All apparel items are name-dropped; if the name-drop or main design is on the back, the shirts are displayed with the back out so customers see the design. Shirts that are folded have the design and name drop visible to the customer and/or a picture of the design adjacent to the display shelf, Henderson said. Because customers have requested that in addition to the park’s name the city and “Virginia” be included, these words have been added to the design.

Amy Price, retail buyer, Iron Mountain Hot Springs, the Glenwood Caverns Adventure Parks in Glenwood Springs, Colo. Price recommended placing logo product front and center.

Jim DeLong, manager, buyer and part owner of Crystal Cave in Kutztown, Pa., has found that displaying name-dropped souvenirs at eye level on shelves works well for the 2,176-square-foot gift shop. “We try to keep named-dropped items together in a particular area,” he said. “We display most named-dropped souvenirs in a display case in the front of the gift shop next to a cash register for impulse buys.”

Tim Murray, senior retail buyer, Tennessee Aquarium, Chattanooga Tenn., advised keeping the design simple, classic looking and easy to read. “Our ’star’ animals, including river otters, penguins, turtles and sharks, look good with our logo and sell the product.” The aquarium’s three stores are 3,100, 1,400 and 1,300 square feet, respectively.

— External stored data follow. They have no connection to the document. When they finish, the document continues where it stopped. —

Issue #24, opened 2015-06-24
The name of this project is unfortunate.


haf:
We live in an international world.

In the part of the world called Sweden, your project is named *masturbation*. C on its own in Swedish is pronounced k, and:

![screen shot 2015-06-27 at 20 55 27](https://cloud.githubusercontent.com/assets/193115/8393431/f56cfde2-1d0e-11e5-8737-3572488061f2.png)

The sells in the enterprises might not come. And then it would be over prematurely.

Just thought you wanted to know. ;)

shykes:
Ha ;) Well that's unfortunate. I think it could help if you spell it run-C with a dash maybe?

Also, it's ok if it's not an "enterprise-ready" name, it's meant to be low-level plumbing to power the internals of Docker. Enterprises care about Docker - and they will leave the plumbers alone to do the low-level coding here :)

keis:
if it's "run-see" that would get around the problem and anyway we learned to live with pull(a)

badbug0101:
@haf lol

rymohr:
Haha, some follow up commentary in an HN thread: https://news.ycombinator.com/item?id=9788058

errordeveloper:
What about a shorter reverse version `cr`?

omeid:
+1 for cr.

CameronNemo:
cr is too short, likely to conflict with something else.

errordeveloper:
I've checked, and it doesn't look like there's a command that is commonly found on Linux installations. There used to be one, but looks like it's [long gone](http://www.unix.com/man-page/debian/1/cr/), as the man page is dated to 1996 and is not like a POSIX command or anything.

errordeveloper:
It may be worth noting that `docker` command has conflicted with another from the start and we all got over it.

senlog:
how about "stevedore" or "wharfie" ?

crosbymichael:
I think we can close this issue now ;)

PR #940, opened 2016-07-11
version: Add a version command

wking:
And adjust `runc --version` to print exactly the same content.

The

```
$ COMMAND --version
```

interface is a popular one for this information and makes a lot of sense for single-action commands.  For example, [printf(1)] is only ever going to do one meaningful thing, so `--version`, `--help`, and other command-like actions work well as options.

Umbrella commands with multiple sub-commands, on the other hand, have a more consistent interface if “... and exit” actions get their own sub-commands.  That allows you to declare an interface like:

```
$ COMMAND [global-options] SUB-COMMAND [sub-command-specific-options] [sub-command-specific-arguments]
```

without having to say “except if you use a sub-command-like global option, in which case SUB-COMMAND is not allowed”.

With this commit, we add support for `version` while keeping `--version`, because while `version` makes more sense for umbrella commands, a user may not know if `runc` is an umbrella command when they ask for the version.

Existing umbrella commands are not particularly consistent:
- git(1) supports both `--version` and `version`, `--help` and `help`.
- btrfs(8) supports both `--version` and `version`, `--help` and `help`.
- ip(1) supports `-V` / `-Version` and `help`.
- npm supports `version` and `help`.
- pip supports `--version`, `--help` and `help`.

See [related discussion](https://github.com/opencontainers/runtime-spec/pull/513#discussion_r70104934) in opencontainers/runtime-spec#513.

### DIFF
--- a/version.go
+++ b/version.go
@@ -1,0 +1,42 @@
+package main
+
+import (
+	"fmt"
+
+	"github.com/opencontainers/runtime-spec/specs-go"
+	"github.com/urfave/cli"
+)
+
+// version will be populated by the Makefile, read from
+// VERSION file of the source code.
+var version = ""
+
+// gitCommit will be the hash that the binary was built from
+// and will be populated by the Makefile
+var gitCommit = ""
+
+var versionCommand = cli.Command{
+	Name:        "version",
+	Usage:       "output the runtime version",
+	Description: `The version command outputs the runtime version.`,
+	Action:      printVersion,
+}
+
+func printVersion(context *cli.Context) (err error) {
+	if version == "" {
+		_, err = fmt.Print("runc unknown\n")
+	} else {
+		_, err = fmt.Printf("runc %s\n", version)
+	}
+	if err != nil {
+		return err
+	}
+	if gitCommit != "" {
+		_, err = fmt.Printf("commit: %s\n", gitCommit)
+		if err != nil {
+			return err
+		}
+	}
+	_, err = fmt.Printf("spec: %s\n", specs.Version)
+	return err
+}
--- a/contrib/completions/bash/runc
+++ b/contrib/completions/bash/runc
@@ -760,6 +760,7 @@ _runc() {
 		start
 		state
 		update
+		version
 		help
 		h
 	)
--- a/main.go
+++ b/main.go
@@ -4,20 +4,10 @@ import (
 	"fmt"
 	"io"
 	"os"
-	"strings"
 
 	"github.com/Sirupsen/logrus"
-	"github.com/opencontainers/runtime-spec/specs-go"
 	"github.com/urfave/cli"
 )
-
-// version will be populated by the Makefile, read from
-// VERSION file of the source code.
-var version = ""
-
-// gitCommit will be the hash that the binary was built from
-// and will be populated by the Makefile
-var gitCommit = ""
 
 const (
 	specConfig = "config.json"
@@ -50,16 +40,11 @@ func main() {
 	app := cli.NewApp()
 	app.Name = "runc"
 	app.Usage = usage
+	app.Version = ""
 
-	var v []string
-	if version != "" {
-		v = append(v, version)
+	cli.VersionPrinter = func(context *cli.Context) {
+		printVersion(context)
 	}
-	if gitCommit != "" {
-		v = append(v, fmt.Sprintf("commit: %s", gitCommit))
-	}
-	v = append(v, fmt.Sprintf("spec: %s", specs.Version))
-	app.Version = strings.Join(v, "\n")
 	app.Flags = []cli.Flag{
 		cli.BoolFlag{
 			Name:  "debug",
@@ -108,6 +93,7 @@ func main() {
 		startCommand,
 		stateCommand,
 		updateCommand,
+		versionCommand,
 	}
 	app.Before = func(context *cli.Context) error {
 		if context.GlobalBool("debug") {
--- a/man/runc-version.8.md
+++ b/man/runc-version.8.md
@@ -1,0 +1,14 @@
+# NAME
+   runc version - output the runtime version
+
+# SYNOPSIS
+   runc version
+
+Write version information to stdout and exit.
+
+# DESCRIPTION
+   The version command writes version information for runc and the
+supported spec release.  This information is also exposed through
+`runc --version`, and callers can use whichever is more convenient for
+them.
+
--- a/man/runc.8.md
+++ b/man/runc.8.md
@@ -44,6 +44,7 @@ value for "bundle" is the current directory.
    start        executes the user defined process in a created container
    state        output the state of a container
    update       update container resource constraints
+   version      output the runtime version
    help, h      Shows a list of commands or help for one command
    
 # GLOBAL OPTIONS
--- a/tests/integration/help.bats
+++ b/tests/integration/help.bats
@@ -7,11 +7,13 @@ load helpers
   [ "$status" -eq 0 ]
   [[ ${lines[0]} =~ NAME:+ ]]
   [[ ${lines[1]} =~ runc\ '-'\ Open\ Container\ Initiative\ runtime+ ]]
+  [ "${output}" = "${output/VERSION/}" ]
 
   runc --help
   [ "$status" -eq 0 ]
   [[ ${lines[0]} =~ NAME:+ ]]
   [[ ${lines[1]} =~ runc\ '-'\ Open\ Container\ Initiative\ runtime+ ]]
+  [ "${output}" = "${output/VERSION/}" ]
 }
 
 @test "runc command -h" {
--- a/tests/integration/version.bats
+++ b/tests/integration/version.bats
@@ -2,10 +2,18 @@
 
 load helpers
 
-@test "runc version" {
+@test "runc --version" {
   runc -v
   [ "$status" -eq 0 ]
-  [[ ${lines[0]} =~ runc\ version\ [0-9]+\.[0-9]+\.[0-9]+ ]]
+  [[ ${lines[0]} =~ runc\ [0-9]+\.[0-9]+\.[0-9]+ ]]
+  [[ ${lines[1]} =~ commit:+ ]]
+  [[ ${lines[2]} =~ spec:\ [0-9]+\.[0-9]+\.[0-9]+ ]]
+}
+
+@test "runc version" {
+  runc version
+  [ "$status" -eq 0 ]
+  [[ ${lines[0]} =~ runc\ [0-9]+\.[0-9]+\.[0-9]+ ]]
   [[ ${lines[1]} =~ commit:+ ]]
   [[ ${lines[2]} =~ spec:\ [0-9]+\.[0-9]+\.[0-9]+ ]]
 }


Makefile
```diff
@@ -25,10 +25,10 @@ MAN_INSTALL_PATH := ${PREFIX}/share/man/man8/
 VERSION := ${shell cat ./VERSION}
 
 all: $(RUNC_LINK)
-	go build -i -ldflags "-X main.gitCommit=${COMMIT} -X main.version=${VERSION}" -tags "$(BUILDTAGS)" -o runc .
+	go build -i -ldflags "-X version.gitCommit=${COMMIT} -X version.version=${VERSION}" -tags "$(BUILDTAGS)" -o runc .
```
mlaventure: Revert this and the bottom change.

the fist part refers to the package, not the filename.

mikebrow:
Suggest adding the following diff to update the integration test bucket:

```
--- a/tests/integration/version.bats
+++ b/tests/integration/version.bats
@@ -2,10 +2,18 @@
 
 load helpers
 
-@test "runc version" {
+@test "runc --version" {
   runc -v
   [ "$status" -eq 0 ]
   [[ ${lines[0]} =~ runc\ version\ [0-9]+\.[0-9]+\.[0-9]+ ]]
   [[ ${lines[1]} =~ commit:+ ]]
   [[ ${lines[2]} =~ spec:\ [0-9]+\.[0-9]+\.[0-9]+ ]]
 }
+
+@test "runc version" {
+  runc version
+  [ "$status" -eq 0 ]
+  [[ ${lines[0]} =~ runc\ version\ [0-9]+\.[0-9]+\.[0-9]+ ]]
+  [[ ${lines[1]} =~ commit:+ ]]
+  [[ ${lines[2]} =~ spec:\ [0-9]+\.[0-9]+\.[0-9]+ ]]
+}
```

wking:
Pushed fbc7490 → b8ad6a4 which:

* Updates the test suite [1].
* Reverts the broken ‘-X version.…’ in the Makefile [2].

[1]: https://github.com/opencontainers/runc/pull/940#issuecomment-231824069
[2]: https://github.com/opencontainers/runc/pull/940#discussion_r70309013

hqhq:
Looks good.

Jenkins failure seems unrelated, and I don't have authorization to retrigger yet. @wking Can you re-push to trigger Jenkins again?

wking:
On Fri, Jul 15, 2016 at 01:48:00AM -0700, Qiang Huang wrote:
> Can you re-push to trigger Jenkins again?

Rebased onto master with b8ad6a4 → 8ab786f.  Jenkins is still failing,
but the error message [1]:

  bats -t tests/integration
  /tmp/bats.1894.src: line 8: syntax error in conditional expression
  /usr/local/libexec/bats-exec-suite: line 20: let: count+=: syntax error: operand expected (error token is "+=")
  Makefile:68: recipe for target 'localintegration' failed

looks like sstephenson/bats#140.  I suspect an old Bash or otherwise
misconfigured shell on the test box.

[1]: https://jenkins.dockerproject.org/job/runc-PRs/1905/console

version.go
```diff
@@ -0,0 +1,43 @@
...
+
+var versionCommand = cli.Command{
+	Name:        "version",
+	Usage:       "output the runtime version",
+	Description: `The version command outputs the runtime version.`,
+	Action:      printVersion,
+}
+
+func printVersion(context *cli.Context) (err error) {
+	if version == "" {
```
crosbymichael: Why don't you just do the same logic with the slice and strings.Join so we don't have all these verbose if else

crosbymichael:
The build is still broken and needs to be fixed, its related to this change

version.go
wking: On Tue, Aug 23, 2016 at 10:46:25AM -0700, Michael Crosby wrote:
> > +// VERSION file of the source code.
> > +var version = ""
> > +
> > +// gitCommit will be the hash that the binary was built from
> > +// and will be populated by the Makefile
> > +var gitCommit = ""
> > +
> > +var versionCommand = cli.Command{
> > +	Name:        "version",
> > +	Usage:       "output the runtime version",
> > +	Description: `The version command outputs the runtime version.`,
> > +	Action:      printVersion,
> > +}
> > +
> > +func printVersion(context *cli.Context) (err error) {
> > +	if version == "" {
>
> Why don't you just do the same logic with the slice and strings.Join
> so we don't have all these verbose if else

The same logic as what?  This check is for “someone build this
withought ‘-X main.version=…’ like we have in the Makefile”, and I
think we want to keep a check for that case.

crosbymichael: Like we had in the `main.go` before this change.

wking: On Tue, Aug 23, 2016 at 11:09:30AM -0700, Michael Crosby wrote:
> > +// VERSION file of the source code.
> > +var version = ""
> > +
> > +// gitCommit will be the hash that the binary was built from
> > +// and will be populated by the Makefile
> > +var gitCommit = ""
> > +
> > +var versionCommand = cli.Command{
> > +	Name:        "version",
> > +	Usage:       "output the runtime version",
> > +	Description: `The version command outputs the runtime version.`,
> > +	Action:      printVersion,
> > +}
> > +
> > +func printVersion(context *cli.Context) (err error) {
> > +	if version == "" {
> 
> Like we had in the `main.go` before this change.

The code I removed from main.go was:

  - if version != "" {
  -   v = append(v, version)
  - }
  - if gitCommit != "" {
  -   v = append(v, fmt.Sprintf("commit: %s", gitCommit))
  - }
  - v = append(v, fmt.Sprintf("spec: %s", specs.Version))
  - app.Version = strings.Join(v, "\n")

That's building the output string in memory and using Join to store it
(which you need when you're using app.Version).  But with
cli.VersionPrinter, I don't think we need that single-string form
anymore, and using os.Stdout.WriteString directly avoids building the
the string in memory.  Do you want me to build the string in memory to
save some WriteString err checks?

wking:
On Tue, Aug 23, 2016 at 10:46:47AM -0700, Michael Crosby wrote:
> The build is still broken and needs to be fixed, its related to this
> change

Ah, looks like I was missing an escape for a space in the expected
lines[0] comparison.  Fixed with d99746a.

crosbymichael:
The version is broken when just running `runc` and seeing the binary's main output
```
   
VERSION:
   0.0.0
```

wking:
On Tue, Aug 23, 2016 at 11:51:55AM -0700, Michael Crosby wrote:
> The version is broken when just running `runc` and seeing the
> binary's main output
> ```
> VERSION:
>    0.0.0
> ```

Hmm.  I'm not sure why they use .Version directly there instead of
using VersionPrinter.  I see a few possible approaches:

a. Go back to the in-memory string and assign it to app.Version.

   i. Don't bother with whitespace and leave the current tip's
      inconsistent intend:

        VERSION:
           1.0.0-rc1
        commit: 0c6733d669165b53c0117ab522866025c70b3039
        spec: 1.0.0-rc1

   ii. Prefix every line but the first with matching whitespace:

        VERSION:
           1.0.0-rc1
           commit: 0c6733d669165b53c0117ab522866025c70b3039
           spec: 1.0.0-rc1

   iii. Prefix the whole Version string with a newline (although this
        will leave some dangling whitespace in the “blank” line):

        VERSION:
           
        1.0.0-rc1
        commit: 0c6733d669165b53c0117ab522866025c70b3039
        spec: 1.0.0-rc1

b. Adjust the help template [1].

   i. In combination with a.i, use:

        VERSION:

        {{.Version}}

      which would give a result like a.iii, but without the dangling
      whitespace.

   ii. Drop the VERSION section entirely (folks can run ‘runc version’
       or ‘runc --version’ if they want it).

   iii. Adjust the template so we can call cli.VersionPrinter instead
        of using {{.Version}} [2].  I'm not familiar enough with Go's
        template language and the cli package to know if this is
        possible.

Preferences?

[1]: https://github.com/urfave/cli/blob/v1.18.0/README.md#customization-1
[2]: https://golang.org/pkg/text/template/#hdr-Functions

mikebrow:
My preference is to drop the VERSION section from the default help.

wking:
On Tue, Aug 23, 2016 at 02:44:03PM -0700, Mike Brown wrote:
> My preference is to drop the VERSION section from the default help.

Done with tests in d99746a → e09dd4f, which also rebases onto master.
It turned out that I didn't have to touch the template, and just had
to set .Version to an empty string.

version.go
mikebrow: I believe that's what he's asking for, build a string in memory and output it once.

version.go
```diff
@@ -0,0 +1,43 @@
...
+		_, err = os.Stdout.WriteString("runC unknown\n")
```
crosbymichael: its runc not runC

version.go
```diff
@@ -0,0 +1,43 @@
...
+	} else {
+		_, err = os.Stdout.WriteString(fmt.Sprintf("runC %s\n", version))
```
crosbymichael: everything is printing with a `:` between the name and the version

version.go
```diff
@@ -0,0 +1,43 @@
...
+var gitCommit = ""
+
+var versionCommand = cli.Command{
+	Name:        "version",
+	Usage:       "output the runtime version",
+	Description: `The version command outputs the runtime version.`,
+	Action:      printVersion,
+}
+
+func printVersion(context *cli.Context) (err error) {
```
crosbymichael: this entire function's contents are poorly written and is bad quality.  No where else in our code do we use these functions on `os.Stdout` and all the branches with if/else are just bad.  It needs to be improved

version.go
wking: It's runC on http://runc.io/.  And runC sort of helps avoid #24.  But whatever, I can change it ;).

version.go
wking: > everything is printing with a : between the name and the version

So you want one here too?  I'm just matching the current master approach:

```
runc version 1.0.0-rc3
commit: 6b574d57594aedca4bb45b679788af73ae0d65f9
spec: 1.0.0-rc5
```

but I can go either way (with or without colons) if you prefer.

version.go
wking: > No where else in our code do we use these functions on os.Stdout…

I'm replacing the `os.Stdout.WriteString` calls with `fmt.Print*` calls.

> … and all the branches with if/else are just bad.

Most of the `if` blocks are for error checking, and I don't know how to avoid that in Go.  The only `else` is to cover “have/don't-have a version?”, and I think we want to cover both sides of that.  Besides error checking and version presence, the only other conditional is for “have a Git commit?”, and I think we want to cover that too.  Do you have any conditionals you'd like to see dropped?

wking:
@crosbymichael [wrote][1]
> Overall I don't see what all we gain by adding this as there is no standard saying you have to have a version command. Most people know to add -v or --version and that works fine so I don't know why we need this…

As I [pointed out in the initial comment][2], some other tools support `--version`, some support `version`, and some support both.  I think the best place to be from a usability standpoint is supporting both.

When looking to increase sales of name-dropped items, Kim Gefre, director of retail, Tampa’s Lowry Park Zoo, Tampa, Fla., has also found that displaying souvenirs together works well at the 1,700-square-foot gift shop. For example, picture frames, shot glasses and mugs are all placed together on a nice fixture. “It makes a powerful statement and makes for an easy shopping experience for guests seeking logoed items,” she said. She’ll also include specific name-dropped items in feature displays. For instance, when celebrating Earth Day she incorporated both name-dropped recycled bags and mugs into a spring garden display.

Custom items at the Lake Superior Zoo. The whole family has a chance to take home a memorable custom item from the attraction.

Samantha Halligan, assistant director of guest services, Lake Superior Zoo, Duluth, Minn., has found that the wider the range of custom items you carry, the better the sales. “From sippy cups, magnets, candy, drinkware and apparel, having something for everyone gives the whole family a chance to take home a memorable custom item,” she said.

Location and display in the 900-square-foot store also play a big role in sales of name-dropped merchandise. “Our custom merchandise display is front and center, which means it’s the first display customers see when entering the shop and the last display they see when leaving,” Halligan said. “This gives our customers multiple opportunities to view custom products before deciding on their final purchase.”

Maximizing Customer Service
Vanlue advised training guest service staff to highlight private label items because they are unique to your property. For example, try saying something like, “we sell these magnets so well; everyone wants to take one home to remember their day with us.” Or, “don’t forget your logo water bottle, we have water stations in the park for refilling.” Another suggestion: “You can use those plastic logo wine glasses around the pool and then take them with you in your camper.”

By asking a visitor about their experience, staff can learn what they enjoyed the most and what type of souvenir would be the most memorable for them to take home, Halligan said.

Gefre wants to make sure that each guest leaves with a smile and desire to return. “By creating a warm and friendly environment, you can lead guests to want to purchase a memory of the great day they had. Nothing does that better than something branded,” she concluded.

Pins and towels are available at the Virginia State Parks in Richmond, Va. “We have realized the need to develop new designs every few years to keep the collectibles fresh,” the enterprise business manager said.